ASSIGNMENT:
In the reply, include exactly the lines of the entries below from the first to the line with "--- a/src/app/Scenes/HomeView/Sections/Section.tsx", that line included.

(Dataset entries)
PR #10927, opened 2024-10-10
fix(DiscoverSomethingNew): fix graphql type

araujobarret:
### Description

This PR fixes the CI MP integration broken given a type that doesn't exist anymore for the element Discover Something New. Also protects the element from being displayed with ff.

### PR Checklist

### To the reviewers 👀

- fix: Discover something new graphql type

#### iOS user-facing changes

-

-

#### Dev changes

-

</details>

### DIFF
--- a/src/app/Scenes/HomeView/Sections/Section.tsx
+++ b/src/app/Scenes/HomeView/Sections/Section.tsx
@@ -43,6 +43,13 @@ export const Section: React.FC<SectionProps> = ({ section, ...rest }) => {
       )
     case "ArticlesCard":
       return <HomeViewSectionArticlesCardsQueryRenderer sectionID={section.internalID} {...rest} />
+    case "Chips":
+      return (
+        <HomeViewSectionDiscoverMarketingCollectionsQueryRenderer
+          sectionID={section.internalID}
+          {...rest}
+        />
+      )
   }
 
   switch (section.__typename) {
@@ -77,13 +84,6 @@ export const Section: React.FC<SectionProps> = ({ section, ...rest }) => {
       return <HomeViewSectionViewingRoomsQueryRenderer sectionID={section.internalID} {...rest} />
     case "HomeViewSectionSales":
       return <HomeViewSectionSalesQueryRenderer sectionID={section.internalID} {...rest} />
-    case "HomeViewSectionDiscoverMarketingCollections":
-      return (
-        <HomeViewSectionDiscoverMarketingCollectionsQueryRenderer
-          sectionID={section.internalID}
-          {...rest}
-        />
-      )
     default:
       if (__DEV__) {
         return (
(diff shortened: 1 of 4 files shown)


egdbear (approved):
🚀 🚀 🚀 🚀 🚀

ArtsyOpenSource:

- Cross-platform user-facing changes (fix: Discover something new graphql type)
<p align="right">
  Generated by :no_entry_sign: <a href="https://danger.systems/js">dangerJS</a> against 1c7c3eac7f6b7f121a9b4e406c506f908fe736f9
</p>

src/app/Scenes/HomeView/Sections/Section.tsx
```diff
@@ -43,6 +43,13 @@ export const Section: React.FC<SectionProps> = ({ section, ...rest }) => {
       )
     case "ArticlesCard":
       return <HomeViewSectionArticlesCardsQueryRenderer sectionID={section.internalID} {...rest} />
+    case "Chips":
+      return (
+        <HomeViewSectionDiscoverMarketingCollectionsQueryRenderer
+          sectionID={section.internalID}
+          {...rest}
+        />
```
anandaroop, line 51: Note how the component names on L42, L45 above match the the `section.component.type` attribute coming from MP. 

Let's adhere to that pattern to keep things 1:1

I would even go one step further and recommend something like

```suggestion
    case "CardsChips":
      return (
        <HomeViewSectionCardsChipsQueryRenderer
          sectionID={section.internalID}
          {...rest}
        />
```

This is a direct parallel to `ArticlesCard` above — it incorporates the section type (Articles) and the presentational style (Card) in the name.

I realize `CardsChips` doesn't exactly roll off the tongue nicely, so I'm open to suggestion 😅. But at the very least I would prefer to avoid having `section.component.type` drift completely from the component naming — those were always intended to correspond to one another in my view.

(cc @dblandin if you have thoughts)

anandaroop: And just to reiterate the more general point about naming — components that are general and can be re-used in a general way should have naming that reflects that. This component name was overly coupled to the collections-discovery use case imo.

dblandin: Yeah, I agree that ideally the component / query renderer name should match the requested component type value. So `HomeViewSection[Chips/CardChips]QueryRenderer`.

Will let my subconscious mull over "CardsChips" naming over the weekend 😅

araujobarret: This was a fix and not a refactor haha
I'm already doing the renaming in the feat of the discovery something new 😄

araujobarret: I was writing CardsChips, in my head made sense the plural + plural but I ain't no native speaker 🫠

PR #10937, opened 2024-10-10
refactor: unable to load screen to add tracking for screens

gkartalis:
This PR resolves [PHIRE-1241] 

### Description

Adds screen tracking in sentry stack trace message for unable to load screens like so:

```
Unable to load in tab: home params:  {"moduleName": "Artist", "props": {"artistID": "kaws"}, "stackID": "home"}
```

Waiting to trigger a codepush beta first to test out that this works 100% and then we could merge.

### PR Checklist

### To the reviewers 👀

-

#### iOS user-facing changes

-

-

#### Dev changes

- unable to load screen to add tracking for screens - gkartalis

</details>

[PHIRE-1241]: https://artsyproduct.atlassian.net/browse/PHIRE-1241?atlOrigin=eyJpIjoiNWRkNTljNzYxNjVmNDY3MDlhMDU5Y2ZhYzA5YTRkZjUiLCJwIjoiZ2l0aHViLWNvbS1KU1cifQ

### DIFF
--- a/src/app/Components/LoadFailureView.tsx
+++ b/src/app/Components/LoadFailureView.tsx
@@ -10,6 +10,7 @@ import {
   DEFAULT_HIT_SLOP,
 } from "@artsy/palette-mobile"
 import * as Sentry from "@sentry/react-native"
+import { __unsafe_mainModalStackRef } from "app/NativeModules/ARScreenPresenterModule"
 import { GlobalStore } from "app/store/GlobalStore"
 import { goBack } from "app/system/navigation/navigate"
 import { useDevToggle } from "app/utils/hooks/useDevToggle"
@@ -55,7 +56,7 @@ export const LoadFailureView: React.FC<LoadFailureViewProps & BoxProps> = ({
 
   const showErrorMessage = __DEV__ || isStaging || showErrorInLoadFailureViewToggle
 
-  const trackLoadFailureView = (error: Error | undefined) => {
+  const trackLoadFailureView = (error: Error | undefined, routeParams: any) => {
     const shouldTrackError = !__DEV__ && !isStaging && trackErrorBoundary
     if (shouldTrackError) {
       Sentry.withScope((scope) => {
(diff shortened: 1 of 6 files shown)


src/app/Components/LoadFailureView.tsx
```diff
@@ -55,22 +56,27 @@ export const LoadFailureView: React.FC<LoadFailureViewProps & BoxProps> = ({
...
     const shouldTrackError = !__DEV__ && !isStaging && trackErrorBoundary
     if (shouldTrackError) {
       Sentry.withScope((scope) => {
         scope.setExtra("user-id", userId)
         if (error) {
           scope.setExtra("error", error)
         }
-        Sentry.captureMessage("Unable to load in tab: " + activeTab, "error")
+        Sentry.captureMessage(
+          "Unable to load in tab: " + activeTab + " params:" + JSON.stringify(routeParams),
```
gkartalis, line 68: the message is open for feedback. It will theoretically looks like this:

```
Unable to load in tab: home params: {"moduleName": "Artist", "props": {"artistID": "kaws"}, "stackID": "home"}
```

I wouldn't change the activeTab part for the first iteration and if we see that the stackID and moduleName are consistent we can then refactor.

gkartalis: canveat of this approach is that we will have only new unable to load tracking due to the change of message but it will be theoretically way easier to debug and locate the screens

ArtsyOpenSource:

- Dev changes (unable to load screen to add tracking for screens - gkartalis)
<p align="right">
  Generated by :no_entry_sign: <a href="https://danger.systems/js">dangerJS</a> against 6c4c8eb84b9920b676023cbed619e32157f65a1f
</p>

src/app/Scenes/Artist/Artist.tsx
```diff
@@ -125,6 +125,8 @@ export const Artist: React.FC<ArtistProps> = (props) => {
     [artistAboveTheFold, headerHeight]
   )
 
+  throw new Error("This is George testing stuff in staging only")
+
```
gkartalis, line 129: this will get reverted before merging just wanna trigger a codepush beta to see how this error above looks in sentry

src/app/Components/LoadFailureView.tsx
gkartalis: @MounirDhahri Could you elaborate? not sure I understand.

The current implementation will track something like this:

```
Unable to load in tab: home params: {"moduleName": "Artist", "props": {"artistID": "kaws"}, "stackID": "home"}
```

and afterwards I was thinking that if we see that the params part working reliably to keep afterwards the stackID and moduleName that are basically the tab + screen. But before we let it out I would personally refrain from removing the previous tab report and I would just enhance them for now.

cc @brainbicycle @MounirDhahri

MounirDhahri: good point - I got what you mean now. Let's do that

brainbicycle: alternatively keep the name in the message the same `Unable to load in tab: home` and just attach the params for diagnostics to the scope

FINISHED EXERCISE:
PR #10927, opened 2024-10-10
fix(DiscoverSomethingNew): fix graphql type

araujobarret:
### Description

This PR fixes the CI MP integration broken given a type that doesn't exist anymore for the element Discover Something New. Also protects the element from being displayed with ff.

### PR Checklist

### To the reviewers 👀

- fix: Discover something new graphql type

#### iOS user-facing changes

-

-

#### Dev changes

-

</details>

### DIFF
--- a/src/app/Scenes/HomeView/Sections/Section.tsx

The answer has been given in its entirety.